PR #114, opened 2026-08-26
[Core] Add framework-neutral record offload runtime

XbzOnGit:
## Summary

Add an explicit, opt-in record offload path for external DMI integrations. Integrations define their own hooks, record schemas, and descriptor encoding, while DMI core owns capture, transport, payload association, flushing, and schema-driven storage.

## What changed

- Add `HookPointV1` and ordered producer plans for integration-defined outputs.
- Add `RecordFormat`, `RecordSchema`, `RecordDescriptor`, and `RecordRuntime`.
- Extend the CUDA ring transport with tensor and scalar producers defined by those plans.
- Associate ordered payload tasks with integration-provided record descriptors.
- Support oversized CPU-direct fallback without changing the normal ring path.
- Add schema-driven ClickHouse tables and typed record insertion.
- Add checked, nonterminal durable flushing through the native host pipeline.
- Track reclaimable reservations per task; exact-size tasks bypass reclaim tracking.
- Export and document the additive surface through `dmi.api.v1`.

## Compatibility

The new path is selected only through explicit record-runtime and record-storage construction.

Existing behavior remains unchanged for:

- `MonitoringEngine` and the legacy ring setup
- fixed `HookPoint` definitions and presets
- the existing eight-cell inference record format
- Hugging Face integration
- the released vLLM integration

DMI core contains no Megatron-specific fields, schemas, selectors, or runtime policy.

## Validation

- Fixed CUDA 12.8 native builds: PASS
- Pre-rename focused Python regression: 72 passed, 6 deselected
- Final-head rename-focused Python regression: 44 passed
- Host-native regression: 49 passed
- CUDA native ring regression: 673 assertions passed, 0 failed
- Direct ClickHouse storage tests: 7 passed
- Generic ring-to-ClickHouse E2E: 1 passed
- Final-head existing HF/vLLM compatibility E2E: 7/7 cases passed

The compatibility matrix covered HF eager TP1/TP2 and vLLM eager TP1/PP1, TP2/PP1, TP1/PP2, plus vLLM CUDA Graph TP1/TP2.

## Scope

This PR adds only the framework-neutral core contract. Framework adapters, framework-owned schemas and metadata, orchestration, and model-specific hook placement remain in their integration repositories.

### DIFF
--- a/native/csrc/clickhouse_record_sink.cpp
+++ b/native/csrc/clickhouse_record_sink.cpp
@@ -59,7 +59,6 @@ std::vector<std::int64_t> resolve_shape(const ring::PayloadSlice& slice,
                                         std::uint64_t length_bytes,
                                         at::ScalarType dtype) {
     std::vector<std::int64_t> shape = slice.logical_shape;
-    if (shape.empty()) invalid("tensor payload requires a logical shape");
 
     const auto element_bytes =
         static_cast<std::uint64_t>(at::elementSize(dtype));
--- a/native/csrc/clickhouse_record_sink.cpp
+++ b/native/csrc/clickhouse_record_sink.cpp
@@ -1,0 +1,230 @@
+#include "clickhouse_record_sink.h"
+
+#include <ATen/ATen.h>
+
+#include <limits>
+#include <stdexcept>
+#include <utility>
+
+namespace dmx_host {
+
+namespace {
+
+[[noreturn]] void invalid(const std::string& message) {
+    throw std::runtime_error("clickhouse record sink: " + message);
+}
+
+std::uint64_t checked_product(const std::vector<std::int64_t>& shape,
+                              std::int32_t skip_dimension) {
+    std::uint64_t result = 1;
+    for (std::size_t i = 0; i < shape.size(); ++i) {
+        if (static_cast<std::int32_t>(i) == skip_dimension) continue;
+        if (shape[i] < 0) invalid("negative logical tensor dimension");
+        const auto dimension = static_cast<std::uint64_t>(shape[i]);
+        if (dimension != 0 &&
+            result > std::numeric_limits<std::uint64_t>::max() / dimension) {
+            invalid("logical tensor shape overflows uint64");
+        }
+        result *= dimension;
+    }
+    return result;
+}
+
+at::ScalarType checked_dtype(std::int32_t encoded) {
+    if (encoded < 0 ||
+        encoded >= static_cast<std::int32_t>(at::ScalarType::NumOptions)) {
+        invalid("unsupported encoded dtype");
+    }
+    const auto dtype = static_cast<at::ScalarType>(encoded);
+    if (at::elementSize(dtype) <= 0) {
+        invalid("dtype has no materializable element size");
+    }
+    return dtype;
+}
+
+std::uint64_t resolve_slice_length(const ring::PayloadSlice& slice,
+                                   std::uint64_t payload_bytes) {
+    if (slice.offset_bytes > payload_bytes) {
+        invalid("payload-slice offset exceeds actual payload bytes");
+    }
+    const std::uint64_t available = payload_bytes - slice.offset_bytes;
+    const std::uint64_t length = slice.length_bytes.value_or(available);
+    if (length > available) {
+        invalid("payload-slice length exceeds actual payload bytes");
+    }
+    return length;
+}
+
+std::vector<std::int64_t> resolve_shape(const ring::PayloadSlice& slice,
+                                        std::uint64_t length_bytes,
+                                        at::ScalarType dtype) {
+    std::vector<std::int64_t> shape = slice.logical_shape;
+    if (shape.empty()) invalid("tensor payload requires a logical shape");
+
+    const auto element_bytes =
+        static_cast<std::uint64_t>(at::elementSize(dtype));
+    if (length_bytes % element_bytes != 0) {
+        invalid("payload-slice bytes are not divisible by dtype size");
+    }
+    const std::uint64_t elements = length_bytes / element_bytes;
+
+    if (slice.inferred_dynamic_dim >= 0) {
+        if (slice.inferred_dynamic_dim >=
+            static_cast<std::int32_t>(shape.size())) {
+            invalid("inferred dynamic dimension is out of range");
+        }
+        const std::uint64_t fixed =
+            checked_product(shape, slice.inferred_dynamic_dim);
+        if (fixed == 0 || elements % fixed != 0) {
+            invalid("payload bytes cannot infer the requested tensor dimension");
+        }
+        const std::uint64_t inferred = elements / fixed;
+        if (inferred >
+            static_cast<std::uint64_t>(
+                std::numeric_limits<std::int64_t>::max())) {
+            invalid("inferred tensor dimension exceeds int64");
+        }
+        shape[static_cast<std::size_t>(slice.inferred_dynamic_dim)] =
+            static_cast<std::int64_t>(inferred);
+    } else if (checked_product(shape, -1) != elements) {
+        invalid("fixed tensor shape does not match payload-slice bytes");
+    }
+    return shape;
+}
+
+at::Tensor materialize_tensor(const at::Tensor& payload,
+                              const ring::PayloadSlice& slice,
+                              std::uint64_t length_bytes,
+                              at::ScalarType dtype) {
+    const std::vector<std::int64_t> shape =
+        resolve_shape(slice, length_bytes, dtype);
+    const auto element_bytes =
+        static_cast<std::uint64_t>(at::elementSize(dtype));
+    if (slice.offset_bytes % element_bytes != 0) {
+        invalid("payload-slice offset is not aligned to its dtype size");
+    }
+    at::Tensor bytes = payload.narrow(
+        0, static_cast<std::int64_t>(slice.offset_bytes),
+        static_cast<std::int64_t>(length_bytes));
+
+    // The ClickHouse host queue may outlive this envelope.  Other sinks can
+    // consume the owned payload directly without paying this per-cell copy.
+    return bytes.view(dtype).reshape(shape).clone();
+}
+
+}  // namespace
+
+ClickHouseRecordSink::ClickHouseRecordSink(SubmitRowFn submit_row,
+                                           FlushFn flush,
+                                           RethrowFn rethrow)
+    : submit_row_(std::move(submit_row)),
+      flush_(std::move(flush)),
+      rethrow_(std::move(rethrow)) {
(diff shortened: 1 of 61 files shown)


native/csrc/ring/record_consumer.cpp
```diff
@@ -0,0 +1,297 @@
...
+        materialize_and_submit(descriptor, payload);
+        {
+            std::lock_guard<std::mutex> lock(mu_);
+            --active_payloads_;
+        }
+        idle_cv_.notify_all();
+    } catch (...) {
+        {
+            std::lock_guard<std::mutex> lock(mu_);
+            --active_payloads_;
```
Samfisheryu, line 77: This is a durable-completion race. The catch path makes `active_payloads_` zero and wakes waiters before `failure_` is latched. `wait_until_idle()` can satisfy its idle predicate and `finish()` can return success while the submit callback is failing.

Repro on the current head: I used a `RecordConsumer` whose submit callback throws, with 64 concurrent durable-flush waiters calling `wait_until_idle()` followed by `finish()`. It reproduced immediately:

```text
false durable success at iteration 0
```

Please latch the first failure and decrement `active_payloads_` under the same `mu_` critical section, then notify. Please also add a regression test proving durable completion can never report success after a submit failure.

src/dmi/transport/ring.py
```diff
@@ -313,6 +367,120 @@ def submit_cpu_direct(self, cpu_tensor: torch.Tensor,
...
+            ends = output.producer_meta[1].detach().cpu().reshape(-1)
+            if starts.numel() == 0 or starts.numel() != ends.numel():
+                raise ValueError("SEGMENTED_PACK start/end length mismatch")
+            pieces = []
+            rows = source.size(0)
+            for start, end in zip(starts.tolist(), ends.tolist()):
+                begin = max(0, min(rows, int(start)))
+                finish = max(begin, min(rows, int(end)))
+                if finish > begin:
+                    pieces.append(source[begin:finish, ...].contiguous())
```
Samfisheryu: The CPU-direct fallback is not byte-equivalent to the GPU producer. This branch slices complete dim-0 rows and ignores `entry.transport_args[0]` (`feature_bytes`), while the CUDA kernel treats `feature_bytes` as the flattened row width.

Single-GPU repro on the current head:

```python
source = torch.arange(8, dtype=torch.float32).reshape(4, 2)
starts = torch.tensor([0], device="cuda")
ends = torch.tensor([2], device="cuda")
feature_bytes = 4
```

Observed persisted payloads:

```text
normal GPU path:      [0.0, 1.0]            8 bytes
oversized CPU path:   [0.0, 1.0, 2.0, 3.0] 16 bytes
```

Changing ring capacity can therefore change stored data. Please either validate `feature_bytes` against the physical tensor geometry or make the CPU fallback follow the exact CUDA byte semantics. The parity test should cover both `SEGMENTED_PACK` and `SEQ_PREFIX_PACK`.

src/dmi/records.py
```diff
@@ -0,0 +1,538 @@
...
+
+        For an oversized entry the transport has already flushed older work;
+        this method publishes the descriptor and completes the matching
+        CPU-direct submission.  The hook therefore skips its producer launch.
+        """
+
+        self._validate_entry_output(entry, output)
+        descriptor = self._encode(metadata, entry)
+        reservation = StepReservation(
+            self._transport.reserve_record(self._reservation_items((entry,)))
```
Samfisheryu, line 324: Generic record emission does not honor the engine capture-disabled state. `set_capture_enabled(False)` makes every CUDA record producer a no-op, but this path still reserves ring entries and publishes descriptors. No matching physical task can arrive, so durable flush waits until timeout.

Single-GPU repro on the current head:

```python
engine.set_capture_enabled(False)
hook(torch.arange(4, dtype=torch.float32, device="cuda"))
engine.flush_and_wait(0.25)
```

Observed:

```text
TimeoutError: timed out waiting for record ring completion
```

Please short-circuit record reservation/descriptor publication consistently when capture is disabled, including the replay path, and add a lifecycle regression test for disable -> hook/replay -> flush -> re-enable.

Samfisheryu (commented):
The HookPointV1 design looks good to me.

Samfisheryu:
@XbzOnGit I added the backend-neutral RecordSink boundary and moved the existing ClickHouse path behind an adapter in b1dda65. It is based on your latest correctness fixes. Could you take another look?

native/csrc/ring/producer.cu
```diff
@@ -318,6 +320,303 @@ __global__ void producer_chunked_kernel(
...
+        uint32_t sample = 0;
+        while (sample + 1 < batch &&
+               row >= static_cast<uint64_t>(
+                   valid_prefix_sum_dev_ptr[sample + 1])) {
+            ++sample;
+        }
+        const uint64_t sample_row = row - static_cast<uint64_t>(
+            valid_prefix_sum_dev_ptr[sample]);
+        const uint64_t source_row = sample_row * batch + sample;
+        record_copy_row_block(
```
Samfisheryu, line 585: `TransportSpec.feature_bytes` accepts any positive byte width, but this path reaches `d2d_copy_grid_stride`, which always uses 16-byte `uint4` copies. Rows after the first need not be 16-byte aligned.

Single-GPU repro with valid inputs: `[S=2, B=2, feature_bytes=20]`, `valid_count=[2,2]`, `valid_prefix_sum=[0,2,4]`. `torch.cuda.synchronize()` consistently reports `CUDA error: misaligned address`. `CHUNKED` has the same result with two 33-byte chunks selecting `[17,17]`.

Please keep the vectorized path only when both addresses are 16-byte aligned and use a byte-copy fallback otherwise. Add regression cases for 20-byte rows and odd chunk boundaries.

native/csrc/clickhouse_record_sink.cpp
```diff
@@ -0,0 +1,230 @@
...
+        invalid("payload-slice length exceeds actual payload bytes");
+    }
+    return length;
+}
+
+std::vector<std::int64_t> resolve_shape(const ring::PayloadSlice& slice,
+                                        std::uint64_t length_bytes,
+                                        at::ScalarType dtype) {
+    std::vector<std::int64_t> shape = slice.logical_shape;
+    if (shape.empty()) invalid("tensor payload requires a logical shape");
```
Samfisheryu: An empty shape is also the valid shape of a 0-D PyTorch tensor; it does not mean the shape is missing. The public runtime accepts `torch.tensor(3.5, device="cuda")` and records `output_shape=()`, but the end-to-end flush fails here with:

```text
RuntimeError: clickhouse record sink: tensor payload requires a logical shape
```

Please allow `shape == {}` and materialize it as a scalar tensor, with an end-to-end regression test.

src/dmi/hooks/record.py
```diff
@@ -0,0 +1,352 @@
...
+            outputs = tuple(inputs)
+        else:
+            outputs = _normalize_outputs(
+                spec.preprocess(*inputs), len(spec.outputs)
+            )
+        for index, (output_spec, output_id, value) in enumerate(
+            zip(spec.outputs, self._output_ids, outputs)
+        ):
+            output = _as_hook_output(value)
+            reservation = runtime.prepare_output(
```
Samfisheryu, line 266: `prepare_output()` may reserve ring space and publish the descriptor before `_dispatch()` validates the required producer metadata. For example, a valid `PREFIX_STRIP` spec with a `HookOutput` missing `row_count` first raises `ValueError: record producer requires row_count tensor`; the following flush then fails with `record flush found incomplete producer reclaims`. One input error therefore leaves this runtime unusable.

Please validate the required metadata count, dtype, device, dimensionality, and compatibility before `prepare_output()` performs reservation/publication. Add a regression asserting validation failure publishes neither a reservation nor a descriptor.

Samfisheryu (commented):
Three functional blockers found on the final head; details inline.

XbzOnGit:
All six functional review issues have been addressed on the latest head (`e74abda`):

- The record consumer now latches submit failure and decrements `active_payloads_` under the same mutex before notifying waiters. Concurrent durable-completion regression coverage was added.
- Oversized CPU-direct packing now follows the same flattened `feature_bytes` semantics as the GPU producer for both `SEQ_PREFIX_PACK` and `SEGMENTED_PACK`.
- Capture-disabled record emission now skips reservation and descriptor publication in both eager and replay paths, with disable/re-enable lifecycle coverage.
- Generic record producers now retain the vectorized copy only for aligned source and destination addresses and use a byte-copy path otherwise. Coverage includes 20-byte rows and odd chunk boundaries.
- Empty logical shape is now accepted as a valid 0-D tensor shape, with native and ClickHouse E2E scalar coverage.
- Producer metadata validation runs before reservation/publication in debugging mode, supports IDENTITY hooks, and is omitted from the release hot path by design. The duplicated Python producer chunk limit was also removed so the native constant remains the single source of truth.

Validation completed successfully:

- Focused record-hook tests: 17 passed.
- Generic record ClickHouse E2E: PASS.
- Full HF/vLLM ClickHouse-backed regression: 7/7 PASS across eager and CUDA Graph, TP1/TP2, and PP1/PP2.
- Final CUDA Graph TP2 comparison: 76,960/76,960 rows passed.
- PR CI `cpu-and-package-layout`: PASS.

native/csrc/ring/producer.cu
XbzOnGit: Fixed in e74abda. Generic record copies use the vectorized path only when both source and destination addresses are 16-byte aligned; otherwise they use a byte-copy path. CUDA regression coverage includes 20-byte packed rows and odd chunk boundaries.

native/csrc/clickhouse_record_sink.cpp
XbzOnGit: Fixed in e74abda. An empty logical shape is now treated as the valid shape of a 0-D tensor and materialized with `reshape({})`. Native sink coverage and ClickHouse E2E coverage both record and validate a CUDA scalar tensor.

src/dmi/hooks/record.py
XbzOnGit: Implemented in e74abda according to the agreed integration contract. In debugging mode, `_validate_producer_metadata()` runs before `prepare_output()`, validates metadata count, dtype, device,
  dimensionality, and compatibility, and supports IDENTITY hooks. The regression verifies that validation failure reaches neither reservation nor descriptor publication.

This validation is intentionally debugging-only: malformed producer metadata is a programmer/integration error that must be eliminated before release, and the release hot path does not pay Python validation overhead.

Samfisheryu (approved):
Re-reviewed the latest head. The previous functional blockers are fixed, and the focused Python, native CUDA, and ClickHouse E2E regressions pass. No remaining blockers.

########

■ Task
State, as a bare number, how many lines of the material contain "catch".

■ Output
2